Domani è un'altra storia. Domani il «Contratto del primo impiego» sarà verosimilmente ritirato, ma il malessere che ha provocato la protesta è destinato a restare e a riemergere sotto nuove forme. Te ne accorgi parlando con i ragazzi mentre sfilano per le strade di Parigi. Ieri, come martedì scorso, altre mega-manifestazione da place de la République a Place d'Italie. Ormai abbiamo imparato a distinguerli: ci sono i «casseurs» incappucciati che si aggirano ai margini del corteo alla ricerca di un varco o anche solo di un pretesto per nuovi vandalismi. Ci sono i funzionari pubblici di mezza età che non mancano uno sciopero che sia uno. Ci sono i giovani dell'ultrasinistra che sventolano le bandiere rosse con la falce e il martello e che tentano di vendere gazzette leniniste, ma con scarso successo: quasi nessuno le compra.
E poi ci sono i ragazzi dall'aspetto normale; figli della piccola e talvolta anche della media borghesia, dai volti puliti e dalle maniere educate. Sono loro l'anima del movimento. Solo sette giorni fa la loro rabbia era rivolta esclusivamente contro la legge del governo che prevedeva la possibilità di licenziare senza giustificazione i giovani fino a 26 anni di età per un periodo di due anni. Ora sognano di essere guidati «da un rivoluzionario», come spiega Nabila, una moretta di 17 anni che frequenta il liceo Georges Pompidou alle porte della capitale. Da «un uomo nuovo capace di rappresentarci e di creare una società migliore», ma fuori dagli schemi politici. La destra non piace? «La sinistra non è affatto migliore», aggiunge la sedicenne Milène. Senti il disgusto per i partiti e le istituzioni. E le più infervorate sembrano essere le ragazze: vedi una rossa minuta e determinatissima alla testa di un gruppo di due-trecento ragazzoni, vedi una bionda con i capelli a coda di cavallo e il volto pieno di brufoli che in piedi su un carro urla nel megafono slogan contro il governo. Scopri che anche le giovani dall'aspetto più maturo e mansueto, come Valentine, Anne-Lise, Agathe e Virginie, di età compresa tra i 23 e i 25 anni, possono essere protagoniste di episodi sconcertanti.

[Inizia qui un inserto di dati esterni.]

PR #675, opened 2026-07-24
Perf tests (1/3): informational scaling-ratio suite + harness + lint

egonSchiele:
PR 1 of the CI performance-tests plan (spec + reviews under `docs/superpowers/`). Adds the measurement apparatus and proves it end to end on the command that motivated the effort — the linter, whose accidental O(n²) shipped latent because nothing in CI watched for perf regressions. PR 2 (parse/typecheck/fmt + per-stage compile) and PR 3 (LSP + the other commands) follow after this merges.

## The approach: ratios, not milliseconds

Absolute-time thresholds (`compile in < 500ms`) flake on shared runners and rot as machines get faster. Instead we measure **how work grows with input size**. `growthFactor` normalizes the growth by the size step, so a linear algorithm reads **~1.0** and a quadratic reads **~step** (≈8 at an 8× step) regardless of the machine — because the ratio is taken from two measurements in the same run, absolute speed cancels. The schedule **interleaves and order-alternates** its samples so both random second-to-second noise and monotonic drift cancel in the ratio.

## What's here

- **`lib/perf/harness.ts`** — `measureMs`; `growthFactor` (interleaved, alternated, normalized); `expectPerf` (the `PERF_ENFORCE` gate: records-and-passes when unset, throws when set); a JSONL + step-summary recorder; and `cacheFreePath` for the later file-based tests. Meta-tests: a **canary** (a real O(n²) closure must trip the bound), **self-consistency** (linear stays under it — the test the naive `bound = step` design would have failed on correct code), a **schedule test** (fails if interleaving/alternation isn't implemented), and a **recorder test**.
- **`lib/perf/fixtures.ts`** — size-controlled generators, each verified to parse.
- **`lib/perf/lint.perf.test.ts`** — **per-rule** scaling (a single-rule regression can't hide in an all-rules average — exactly how the AL0002 O(n²) hid), each with a **work-happened assertion** so a silently-empty fixture can't pass forever.
- **`vitest.perf.config.ts`** + `test:perf` script; `*.perf.test.ts` excluded from the default unit run (and serialized, long timeout, so tests don't contend).
- An **informational `perf` job** in `test.yml`: single node 22.x, `PERF_ENFORCE` unset, `continue-on-error`, uploads `perf-results.jsonl` for cross-run calibration.

## Proof the suite works

Reverting the linter to its pre-fix O(n²) scan makes `lint:missingDocstring` measure **7.997** (normalized ~8) and, under `PERF_ENFORCE=1`, **fail** the bound of 2. With the indexed path it measures **~1.07** and passes. Local run of all four lint measurements: factors 1.07 / 1.24 / 1.07, stdlib smoke ~835 ms — full `test:perf` in ~14 s.

## Informational only

Nothing here can block a merge until a deliberate flip — set `PERF_ENFORCE=1` and drop `continue-on-error` — after thresholds are calibrated from the uploaded artifacts (start `GROWTH_BOUND = 2.0`). That milestone, and PRs 2–3, are in the plan.

### DIFF
--- a/packages/agency-lang/lib/perf/harness.test.ts
+++ b/packages/agency-lang/lib/perf/harness.test.ts
@@ -1,0 +1,127 @@
+import { describe, it, expect, beforeEach, afterEach } from "vitest";
+import * as fs from "fs";
+import * as os from "os";
+import * as path from "path";
+import {
+  measureMs,
+  growthFactor,
+  expectPerf,
+  GROWTH_BOUND,
+} from "./harness.js";
+
+// A linear closure: O(n) work whose result is returned (so it is not
+// dead-code-eliminated). Sized so a single call is comfortably measurable.
+function linearWork(n: number): () => number {
+  const arr = Array.from({ length: n }, (_, i) => i);
+  return () => {
+    let sum = 0;
+    for (let i = 0; i < arr.length; i++) sum += arr[i];
+    return sum;
+  };
+}
+
+// A quadratic closure: O(n^2) work. At an 8x step this grows ~64x, so its
+// normalized growth factor is ~8 — far above the bound.
+function quadraticWork(n: number): () => number {
+  return () => {
+    let sum = 0;
+    for (let i = 0; i < n; i++) {
+      for (let j = 0; j < n; j++) sum += i ^ j;
+    }
+    return sum;
+  };
+}
+
+describe("perf harness", () => {
+  it("measureMs returns a positive, roughly stable time", () => {
+    const fn = linearWork(200_000);
+    const a = measureMs(fn);
+    const b = measureMs(fn);
+    expect(a).toBeGreaterThan(0);
+    // Same closure twice: within a wide tolerance (CI noise), not identical.
+    expect(Math.max(a, b) / Math.min(a, b)).toBeLessThan(5);
+  });
+
+  it("canary: a quadratic algorithm's growth factor is well above the bound", () => {
+    const factor = growthFactor(quadraticWork, 500, 4000);
+    // Normalized quadratic ≈ 8 at an 8x step; assert it clears the bound with room.
+    expect(factor).toBeGreaterThan(GROWTH_BOUND * 1.5);
+  });
+
+  it("self-consistency: a linear algorithm's growth factor is below the bound", () => {
+    // This is the test the old RATIO_BOUND=8-vs-8x-step design would have failed
+    // on correct code: a raw ratio of ~8 is not < 8. Normalization makes it ~1.
+    const factor = growthFactor(linearWork, 500_000, 4_000_000);
+    expect(factor).toBeLessThan(GROWTH_BOUND);
+  });
+
+  it("schedule: samples are interleaved, order-alternated, and warmed up front", () => {
+    const log: number[] = [];
+    const build = (n: number) => () => {
+      log.push(n);
+      return n;
+    };
+    const warmup = 2;
+    const rounds = 4;
+    growthFactor(build, 1, 8, { warmup, rounds });
+
+    // Warmup prefix: `warmup` calls of small, then `warmup` of large — both
+    // sizes warmed before any timed round.
+    const prefix = log.slice(0, 2 * warmup);
+    expect(prefix).toEqual([1, 1, 8, 8]);
+
+    // Timed portion: `rounds` pairs, order alternating small→large, large→small.
+    const timed = log.slice(2 * warmup);
+    expect(timed).toHaveLength(2 * rounds);
+    for (let r = 0; r < rounds; r++) {
+      const pair = timed.slice(2 * r, 2 * r + 2);
+      expect(pair).toEqual(r % 2 === 0 ? [1, 8] : [8, 1]);
+    }
+  });
+});
+
+describe("expectPerf recorder and gate", () => {
+  let resultsFile: string;
+  let savedEnforce: string | undefined;
+  let savedFile: string | undefined;
+
+  beforeEach(() => {
+    resultsFile = path.join(os.tmpdir(), `perf-test-${process.pid}-${Date.now()}.jsonl`);
+    savedEnforce = process.env.PERF_ENFORCE;
+    savedFile = process.env.PERF_RESULTS_FILE;
+    process.env.PERF_RESULTS_FILE = resultsFile;
+    delete process.env.PERF_ENFORCE;
+  });
+
+  afterEach(() => {
+    if (savedEnforce === undefined) delete process.env.PERF_ENFORCE;
+    else process.env.PERF_ENFORCE = savedEnforce;
+    if (savedFile === undefined) delete process.env.PERF_RESULTS_FILE;
+    else process.env.PERF_RESULTS_FILE = savedFile;
+    if (fs.existsSync(resultsFile)) fs.unlinkSync(resultsFile);
+  });
+
+  it("records one parseable line per call, with the label and value", () => {
+    expectPerf("test:label", 1.23, 2.0);
+    const lines = fs.readFileSync(resultsFile, "utf-8").trim().split("\n");
+    expect(lines).toHaveLength(1);
+    const rec = JSON.parse(lines[0]);
+    expect(rec.label).toBe("test:label");
+    expect(rec.value).toBe(1.23);
+    expect(rec.pass).toBe(true);
+  });
+
+  it("does not throw on a breach when PERF_ENFORCE is unset (informational)", () => {
+    expect(() => expectPerf("test:breach", 9.0, 2.0)).not.toThrow();
+  });
+
+  it("throws on a breach when PERF_ENFORCE is set", () => {
+    process.env.PERF_ENFORCE = "1";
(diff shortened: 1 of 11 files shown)


packages/agency-lang/lib/perf/harness.test.ts
```diff
@@ -0,0 +1,127 @@
...
+  it("canary: a quadratic algorithm's growth factor is well above the bound", () => {
+    const factor = growthFactor(quadraticWork, 500, 4000);
+    // Normalized quadratic ≈ 8 at an 8x step; assert it clears the bound with room.
+    expect(factor).toBeGreaterThan(GROWTH_BOUND * 1.5);
+  });
+
+  it("self-consistency: a linear algorithm's growth factor is below the bound", () => {
+    // This is the test the old RATIO_BOUND=8-vs-8x-step design would have failed
+    // on correct code: a raw ratio of ~8 is not < 8. Normalization makes it ~1.
+    const factor = growthFactor(linearWork, 500_000, 4_000_000);
```
egonSchiele: This is the sharpest issue in the PR. `harness.test.ts` is named `*.test.ts`, so it runs in the **default unit suite** (`test:run`), not under `vitest.perf.config.ts`. The default `vitest.config.ts` has no `fileParallelism: false` — vitest runs test files in parallel worker threads — so this timing measurement executes under exactly the CPU contention the perf config's `singleThread`/`fileParallelism: false` was added to avoid.

The risk is concrete: `linearWork(500_000)` vs `4_000_000` are sub-millisecond-to-low-ms closures. Under parallel contention the normalized factor can drift above `GROWTH_BOUND` (2.0), and because this runs in the gating suite, that's a **merge-blocking flake** — the precise outcome the whole "informational-first, never-flaky" design is trying to prevent.

The canary is safe (quadratic normalized ~8 vs bound·1.5=3, huge margin), but self-consistency has almost no margin (~1.0 vs 2.0) on tiny work. Options, roughly in order of preference:
- Move the timing meta-tests (canary + self-consistency + `measureMs` stability) under the serialized perf config, but keep them *asserting* (they don't call `expectPerf`, so they'd still gate there) — or run them in a small dedicated serialized project.
- Or size the closures so absolute time (tens of ms) dwarfs contention noise.

The `measureMs` stability test above (`max/min < 5`) is loose enough to likely survive, and the schedule/recorder tests are timing-independent — it's specifically the `< GROWTH_BOUND` linear assertion I'd worry about.

packages/agency-lang/lib/perf/harness.ts
```diff
@@ -0,0 +1,155 @@
...
+    let tLarge: number;
+    if (round % 2 === 0) {
+      tSmall = timeOnce(smallFn);
+      tLarge = timeOnce(largeFn);
+    } else {
+      tLarge = timeOnce(largeFn);
+      tSmall = timeOnce(smallFn);
+    }
+    ratios.push(tLarge / tSmall);
+  }
```
egonSchiele, line 93: `tLarge / tSmall` has no guard for `tSmall === 0`. For real fixtures (parsing/linting 1000+ nodes) times are always non-zero, so this is latent rather than live — but a closure fast enough to measure as 0ms yields `Infinity`/`NaN`, which then poisons the median. The schedule meta-test only escapes this because it ignores the return value (it asserts on the call log, not the factor).

Cheap hardening: floor each timing at a small epsilon (e.g. `Math.max(t, 1e-4)`) before dividing, so a zero-time sample degrades gracefully instead of producing `Infinity`.

packages/agency-lang/lib/perf/lint.perf.test.ts
```diff
@@ -0,0 +1,91 @@
...
+      // `rule.run` on a parsed string is cache-free (no parseAgencyFileCached).
+      const ctxBySize: Record<number, LintContext> = {
+        [SMALL]: ctxFor(fixture(SMALL)),
+        [LARGE]: ctxFor(fixture(LARGE)),
+      };
+
+      // Work-happened assertion: the rule must actually emit one finding per
+      // declaration on the large input, or a silently-empty fixture would make
+      // the ratio meaningless and pass forever (the bogus-benchmark trap).
+      expect(rule.run(ctxBySize[LARGE]).length).toBe(LARGE);
```
egonSchiele, line 55: The work-happened assertion is exactly right and I'm glad it's here. One cheap addition: it only checks the LARGE fixture. Asserting the SMALL side too (`expect(rule.run(ctxBySize[SMALL]).length).toBe(SMALL)`) guards both measurement points — if a fixture-generation bug made the small input degenerate, the ratio would still be meaningless, and this catches it for the price of one line.

(Confirmed the counts are correct: `missingDocstringRule` filters `node.exported === true`, and `manyFunctions(n, {docstrings:false})` emits n exported undocumented functions, so `=== LARGE` holds. Same for the other two rules.)

packages/agency-lang/vitest.perf.config.ts
```diff
@@ -0,0 +1,29 @@
...
+
+// The performance suite. Kept apart from the default unit run (which excludes
+// `**/*.perf.test.ts`) because these tests are slow by nature and must not run
+// concurrently: parallel test files contend for CPU and poison the timings the
+// whole suite depends on. Mirrors vitest.integration.config.ts's separate-config
+// pattern.
+export default defineConfig({
+  test: {
+    globals: true,
+    environment: "node",
```
egonSchiele, line 10: `perf-results.jsonl` (written by the recorder to `cwd`, i.e. `packages/agency-lang/`) isn't in `.gitignore`. A local `pnpm test:perf` will leave it as an untracked file and dirty the working tree. Worth adding `perf-results.jsonl` to the ignore list in this PR since it's the PR that introduces the file.

egonSchiele (commented):
Reviewed against the plan and its review notes — this is a clean adoption of the earlier feedback. The `growthFactor` normalization (linear → ~1.0, quadratic → ~step) fixes the `bound == step` bug from the plan review; the interleave-and-alternate schedule is implemented and, crucially, *tested* by the schedule meta-test; the work-happened assertion, recorder test, and `cacheFreePath` single-home for cache neutralization are all here. Nicely done.

Four things worth addressing, one of which I think is a real (if intermittent) merge-blocker. Details inline; summary:

1. **(Most important) The timing meta-tests run in the *gating, parallel* unit suite, not the serialized perf suite.** `harness.test.ts` is `*.test.ts`, so it's in the default `test:run` — which has no `fileParallelism: false` (the perf config added that override precisely to stop timing tests from contending). The `self-consistency` assertion (`factor < GROWTH_BOUND`) on sub-millisecond closures can flake under CI contention and, unlike the perf suite, that failure blocks merges — the opposite of the suite's informational-first promise. See the inline note for options.
2. **`perf-results.jsonl` isn't gitignored.** Running `pnpm test:perf` locally drops `packages/agency-lang/perf-results.jsonl` into the tree as an untracked file. Add it to `.gitignore`.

Senza il minimo imbarazzo confessano che venerdì sera erano assieme ai 4-5 mila manifestanti che hanno tentato di assalire l'Assemblea nazionale e che sono pronte a fare altrettanto non appena se ne presenterà l'occasione, «perché quella francese non è più una vera democrazia, ma un regime dominato da élites che non hanno più rapporto con la società reale». Nella loro testa tutto frulla rapidamente: abbinano il liberismo al precariato e dunque ne diffidano; chiedono un'Europa più sociale, ma respingono le proposte dell'estrema sinistra, che giudicano fuori dal tempo, e le promesse di socialisti e verdi «che sono interessati solo al potere». Vogliono più meritocrazia, ma non sono disposti a rischiare, né a sacrificarsi per qualche anno. Pretendono di poter beneficiare dello stesso livello di vita dei loro genitori, ma non si rendono conto che è stato costruito grazie all'economia di mercato, di cui ora quei ragazzi hanno un'idea confusa o perlomeno distorta dagli effetti della globalizzazione. Rivendicano un mondo più giusto, equo e rispettoso. Il Cpe è un pretesto, una tappa nel processo di formazione di una nuova identità. Molti di loro sono persuasi che la rivoluzione debba ancora cominciare.